- _PROBLEM DETAILS_: From the entries below, please gather each line containing the string "metadata".

Stored items:
____________________

PR #3538, opened 2024-04-03
Extract AEO Table 54, with bonus 13/15/20.

### LINKED ISSUE #3368: Extract AEO Table 54 into a dataframe
EIA archives a bulk JSON version of the Annual Energy Outlook (AEO), but does not link to these archives from their [bulk data download page](https://www.eia.gov/opendata/v1/bulkfiles.php). The URLs take the form:

`https://www.eia.gov/opendata/bulk/AEOYYY.zip`

And they are available from 2014 to 2023.  There will be no 2024 AEO, while EIA updates their energy modeling system.

So - each record in this pile is a data series column, basically. There's a "data" field which has indices + corresponding data. Plus some metadata.

```json
{
  "series_id": "AEO.2023.LNG_HP.CAP_NA_ENUS_NA_TOT_NA_NA_GW.A",
  "name": "Renewable Energy : End-Use Generators : Net Summer Capacity : Total, High LNG Price, AEO2023",
  "units": "GW",
  "f": "A",
  "start": "2021",
  "end": "2050",
  "lastHistoricalPeriod": "2021",
  "last_updated": "2023-05-04T13:04:45-04:00",
  "data": [
    [
      "2050",
      230.576385
    ],
    ...
    [
      "2022",
      55.064106
    ]
  ]
}
```

And there is some taxonomy data as well - "categories" which don't have a 1:1 mapping to tables. There's over 14,000 of these! 

```json
{
  "category_id": "5048336",
  "parent_category_id": "5047484",
  "name": "Table 67.  Employment and Shipments by Industry, and Income and Employment by Region",
  "notes": "",
  "childseries": [
    "AEO.2023.LNG_LP.ECI_VOS_IDAL_NA_NA_NA_NA_BLNY09DLR.A",
    "AEO.2023.LNG_LP.ECI_VOS_MANF_NA_NA_NA_NA_BLNY09DLR.A",
    "AEO.2023.LNG_LP.ECI_VOS_NA_NA_NA_NA_NA_BLNY09DLR.A",
    "AEO.2023.LNG_LP.ECI_VOS_NIND_NA_NA_NA_NA_BLNY09DLR.A",
    "AEO.2023.LNG_LP.ECI_VOS_NMFG_NA_NA_NA_NA_BLNY09DLR.A"
  ]
}
```

If you dig in to the tree of categories, you find:

* one category per case - "Fast Builds Plus High LNG Price", "High LNG Price", "High Oil Price", etc. There are 20 cases.
* one category per subject, per case - "Electric Power Sector", "Macroeconomic", etc. 17 subjects * 20 cases = 340 subject/case combos.
* one category per table per subject/case combo that is relevant to the table; some tables have extra dimensions that shows up in the table name. There are 68 tables. Some examples:
  * Table 21 doesn't have another dimension:
    * 17x "Table 21.  Residential Sector Equipment Stock and Efficiency, and Distributed Generation"
  * Table 2 - there are two other dimensions: unit + geography
    * 170x "Table 2.  Energy Consumption by Sector and Source (quadrillion Btu, unless otherwise noted), East North Central"                                                                          
    * 170x "Table 2.  Energy Consumption by Sector and Source (quadrillion Btu, unless otherwise noted), East South Central"                                                                          
    * 170x "Table 2.  Energy Consumption by Sector and Source (quadrillion Btu, unless otherwise noted), Middle Atlantic"                                                                             
    * 170x "Table 2.  Energy Consumption by Sector and Source (quadrillion Btu, unless otherwise noted), Mountain"                                                                                    
    * 170x "Table 2.  Energy Consumption by Sector and Source (quadrillion Btu, unless otherwise noted), New England"                                                                                 
    * 170x "Table 2.  Energy Consumption by Sector and Source (quadrillion Btu, unless otherwise noted), Pacific"                                                                                     
    * 170x "Table 2.  Energy Consumption by Sector and Source (quadrillion Btu, unless otherwise noted), South Atlantic"                                                                              
    * 200x "Table 2.  Energy Consumption by Sector and Source (quadrillion Btu, unless otherwise noted), United States"                                                                               
    * 170x "Table 2.  Energy Consumption by Sector and Source (quadrillion Btu, unless otherwise noted), West North Central"                                                                          
    * 170x "Table 2.  Energy Consumption by Sector and Source (quadrillion Btu, unless otherwise noted), West South Central"

I think what we do is:

* create a taxonomy that links the individual category records to:
  * the tables they belong to
  * the case, subject, and other dimensions that should be applied to all of its child series

* for each category that has child series, turn the child series into a series which is indexed by case/subject/datetime/etc.:

  Something like...

  start_dt | end_dt | last_updated | case | subject | factoid | value | unit | geography
  ---------|--------|--------------|------|---------|---------|-------|------|----------
  2022-01-01T00:00:00 | 2023-01-01T00:00:00 | 2024-02-06T13:17:14| High LNG Price | Coal Supply and Prices | very_long_factoid_name | 123.456 | GW | West South Central
  
  And add those rows into the table.
  
* Write those tables out! Hooray. 

First one seems like it is the tricky part. If we get the data structures representing the tables, categories, and additional dimensions right, the rest should follow. I think this would probably take 25h of work or so - a bunch of string mapping, some tree munging. Then turning the child series into data + writing it out should be ~10h. With some contingency for unforeseen weirdness, we could say the whole project takes 40-50h.

If we cut scope to only integrate a few of the tables, that could save some time - 10-20 hours. We will still need to write the code to turn the manual string mappings into a taxonomy, and something that can turn the taxonomy + data into a set of tables. We may be able to skip some of the more complicated additional dimension work, depending on the tables.
```[tasklist]
### Tasks
- [ ] https://github.com/catalyst-cooperative/pudl/issues/3473
- [ ] https://github.com/catalyst-cooperative/pudl-archiver/issues/293
```

jdangerx:
# Overview

Closes #3368.

Grabs 2023 AEO and pulls a single dataframe out of it for table 54, which includes *all* of the reference & side cases. Doesn't do any significant data cleaning.

~~Additionally, refactors how we load assets and asset checks into the modules - this makes adding modules slightly easier IMO - no need to add the module in both the asset modules & the check modules lists. Actually I should probably pull that into a separate PR.~~ See #3539 

Still some clean-up to do, detailed below, but otherwise this is getting quite close.

# Testing

* materialized these assets
* asset checks ran & passed

```[tasklist]
# To-do list
- [x] use a pandera schema to define types
- [x] make better errors than `assert X`
- [x] fix docs build: `/home/runner/work/pudl/pudl/docs/autoapi/pudl/extract/eia_aeo/index.rst:164:Bullet list ends without a blank line; unexpected unindent.`
- [ ] Use dataset settings instead of hardcoding 2023
```


src/pudl/extract/__init__.py
```diff
@@ -17,6 +17,7 @@
     eia861,
     eia923,
     eia930,
+    eia_aeo,
```
zaneselvans, line 20: Existing data source codes don't use an underscore to separate the "agency" and the "form", including the EIA AEO archive / datastore entry, so I think we probably should stick with `eiaaeo` unless we want to update them all to use underscores. `eia_bulk_elec` is the only outlier.

src/pudl/extract/eia_aeo.py
```diff
@@ -0,0 +1,225 @@
...
+
+
+@asset_check(asset="raw_eia_aeo__electric_power_projections_regional")
+def raw_table_54_invariants(df: pd.DataFrame) -> AssetCheckResult:
+    """Check that the AEO Table 54 raw data conforms to *some* assumptions.
+
+    * all values are non-null - i.e. every fact has date, fact name, category
+    name, case, and unit
+    * we have values from every electricity market module region
+    * covers 20 cases and 26 electricity market module regions (25 regions + 1 national)
```
zaneselvans, line 218: I think the lack of a blank line after this bulleted list is what's breaking the docs.

src/pudl/extract/eiaaeo.py
```diff
@@ -0,0 +1,252 @@
...
+        return AEOTable(pd.DataFrame.from_records(series_records))
+
+
+@multi_asset(
+    outs={
+        "raw_eiaaeo__electric_power_projections_regional": AssetOut(is_required=False),
+        "raw_eiaaeo__renewable_energy_regional": AssetOut(is_required=False),
+    },
+    can_subset=True,
+    required_resource_keys={"datastore"},
```
zaneselvans, line 200: Do we want to add ETL settings to the required resource keys and define classes for describing them in `pudl.settings` to allow us to control what data is being extracted, rather than hard-coding 2023?

src/pudl/extract/eiaaeo.py
```diff
@@ -0,0 +1,252 @@
...
+    those right now.
+
+    The series each have their own timeseries data, as well as some metadata
+    such as a series name and units. Many different dimensions can be inferred
+    from the series names, but the data is somewhat heterogeneous so we do not
+    try to infer those here and leave that to the transformation step.
+    """
+    name_to_number = {
+        "raw_eiaaeo__electric_power_projections_regional": 54,
+        "raw_eiaaeo__renewable_energy_regional": 56,
```
zaneselvans, line 224: Are the renewable energy data not projections?

src/pudl/extract/eiaaeo.py
```diff
@@ -0,0 +1,252 @@
...
+        """Load AEO JSON records into a graph datastructure.
+
+        Args:
+            records: the strings that contain an AEO report to parse.
+
+        """
+        categories, series = self.__load_records(records)
+        self.graph = self.__generate_graph(categories, series)
+        root = 4949903
+        self.__cases = set(self.graph.successors(root))
```
zaneselvans, line 71: So there's a structural requirement that the root node never has any child series, and that the top level categories always represent the different cases / scenarios?

src/pudl/extract/eiaaeo.py
```diff
@@ -0,0 +1,252 @@
...
+        return graph
+
+    def __sanitize(self, s: str) -> str:
+        return re.sub(self.__sanitize_re, "_", s.lower().strip().replace(" : ", "__"))
+
+    def __series_to_records(
+        self, series_id: str, potential_parents: set[int]
+    ) -> pd.DataFrame:
+        # Use the graph info to figure out what case + category name this
+        # series belongs to
```
zaneselvans, line 124: I realize these are all private methods, but is there a reason not to use docstrings rather than comments to document them? Then the documentation will pop up automatically in editors & notebooks for our own reference.

src/pudl/extract/eiaaeo.py
```diff
@@ -0,0 +1,252 @@
...
+        graph = nx.DiGraph(incoming_graph_data=edges)
+
+        nx.set_node_attributes(graph, categories | series)
+        return graph
+
+    def __sanitize(self, s: str) -> str:
+        return re.sub(self.__sanitize_re, "_", s.lower().strip().replace(" : ", "__"))
+
+    def __series_to_records(
+        self, series_id: str, potential_parents: set[int]
```
zaneselvans, line 121: If we have the series ID and the whole graph of connections between various series and categories, why is `potential_parents` necessary?

src/pudl/extract/eiaaeo.py
```diff
@@ -0,0 +1,252 @@
...
+        """Get a specific table number as a DataFrame."""
+        matching_category_ids = {
+            n_id
+            for n_id in self.graph
+            if self.__sanitize(self.graph.nodes.get(n_id).get("name", "")).startswith(
+                f"table_{table_number}_"
+            )
+        }
+
+        # many series belong to more than one category, hence turning this into a set
```
zaneselvans, line 179: AH, so it's not a tree? The categories are like hierarchical, overlapping tags?

An explanation of the expected overall structure at the top of the module would be helpful for navigating this.

zaneselvans: So turning the list of matching series into a set avoids ending up with the same series in the dataframe multiple times, by virtue of it being accessible via multiple different categories?

src/pudl/extract/eiaaeo.py
```diff
@@ -0,0 +1,252 @@
...
+            if a_id in self.__cases
+        ]
+        if len(case_names) != 1:
+            raise ValueError(
+                f"Found multiple AEO cases for series {series_id}: {case_names}"
+            )
+        case_name = case_names[0]
+
+        # whereas parent_names is a set, because we expect many of the
+        # predecessors to share a name
```
zaneselvans, line 141: I'm not really understanding the reasoning behind list above vs. set here.

src/pudl/extract/eiaaeo.py
```diff
@@ -0,0 +1,252 @@
...
+    with ds.get_zipfile_resource("eiaaeo", year=year).open(
+        filename, mode="r"
+    ) as aeo_raw:
+        taxonomy = AEOTaxonomy(io.TextIOWrapper(aeo_raw))
+
+    selected = context.op_execution_context.selected_output_names
+    for asset_name in selected:
+        yield Output(
+            value=taxonomy.get_table(name_to_number[asset_name]), output_name=asset_name
+        )
```
zaneselvans, line 239: Is this generator construct to enable subsetting of the multi-asset?

zaneselvans (changes requested):
This seems clean and compact, but I had a hard time reading through it and understanding what was going on without more context about the expected structure of the data being extracted, which is probably valuable to capture with a little bit of narrative, as well as defensive checks.

src/pudl/extract/eiaaeo.py
```diff
@@ -0,0 +1,252 @@
...
+    def __init__(self, records: Iterable[str]):
+        """Load AEO JSON records into a graph datastructure.
+
+        Args:
+            records: the strings that contain an AEO report to parse.
+
+        """
+        categories, series = self.__load_records(records)
+        self.graph = self.__generate_graph(categories, series)
+        root = 4949903
```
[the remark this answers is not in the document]
jdangerx: This appears to be a meaningless number that they assigned to the "root" category which has no name.

src/pudl/extract/eiaaeo.py
jdangerx: Yep!

src/pudl/extract/eiaaeo.py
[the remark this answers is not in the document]
zaneselvans: I would have gone with like, 0 or 1 personally but okay!

src/pudl/extract/eiaaeo.py
```diff
@@ -0,0 +1,453 @@
...
+
+    In the first four generations we see a strictly branching tree, but many
+    leaf categories can point at the same data series so the whole taxonomy is
+    a DAG. This is because of two reasons:
+
+    * the subject tag doesn't affect data values, but because of the tree
+    structure, each leaf category is repeated once for each subject, leading to
+    multiple *duplicated* leaf categories pointing at the same data series.
+    * some data series are relevant to multiple different tables - so multiple
+    *different* leaf categories point at the same data series. In this case we
```
zaneselvans, line 110:
```suggestion
    different leaf categories point at the same data series. In this case we
```

src/pudl/extract/eiaaeo.py
```diff
@@ -0,0 +1,453 @@
...
+    leaf categories can point at the same data series so the whole taxonomy is
+    a DAG. This is because of two reasons:
+
+    * the subject tag doesn't affect data values, but because of the tree
+    structure, each leaf category is repeated once for each subject, leading to
+    multiple *duplicated* leaf categories pointing at the same data series.
+    * some data series are relevant to multiple different tables - so multiple
+    different leaf categories point at the same data series. In this case we
+    would expect the names of the leaf category to reflect their different
+    identities.
```
zaneselvans, line 112:
```suggestion
    * the subject tag doesn't affect data values, but because of the tree
      structure, each leaf category is repeated once for each subject, leading to
      multiple *duplicated* leaf categories pointing at the same data series.
    * some data series are relevant to multiple different tables - so multiple
      different leaf categories point at the same data series. In this case we
      would expect the names of the leaf category to reflect their different
      identities.
```

src/pudl/extract/eiaaeo.py
```diff
@@ -0,0 +1,453 @@
...
+
+        edges = itertools.chain.from_iterable(
+            get_all_edges(category) for category in categories.values()
+        )
+        graph = nx.DiGraph(incoming_graph_data=edges)
+
+        nx.set_node_attributes(graph, categories | series)
+        return graph
+
+    def __generation_invariants(self) -> list:  # noqa: C901
```
zaneselvans, line 195: I feel like there are a bunch of error checking patterns encapsulated in this method that we could learn from and deploy elsewhere.

zaneselvans (approved):
So much clearer and more explicit! Thank you for making it legible to our future selves.  I would love to get better at the kind of error checking and compilation you added in here.

zaneselvans:
@jdangerx Also, the docs formatting issue was that you have to indent multi-line bullets. E.g.

This is valid:
```
* this is the first line of a
  multi-line bulleted list item.
* This is the second thing in my list
  and it also has more than one line
```

But this is not:

```
* this is the first line of a
multi-line bulleted list item.
* This is the second thing in my list
and it also has more than one line
```

jdangerx:
OMG thank you for finding the doc build problem 🙇 !

Maybe for cliffs notes club this week we can just go over my not-so-beautiful-but-maybe-worth-discussing graph invariant checker :)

____________________

- _RESPONSE AREA_:
So - each record in this pile is a data series column, basically. There's a "data" field which has indices + corresponding data. Plus some metadata.
+    The series each have their own timeseries data, as well as some metadata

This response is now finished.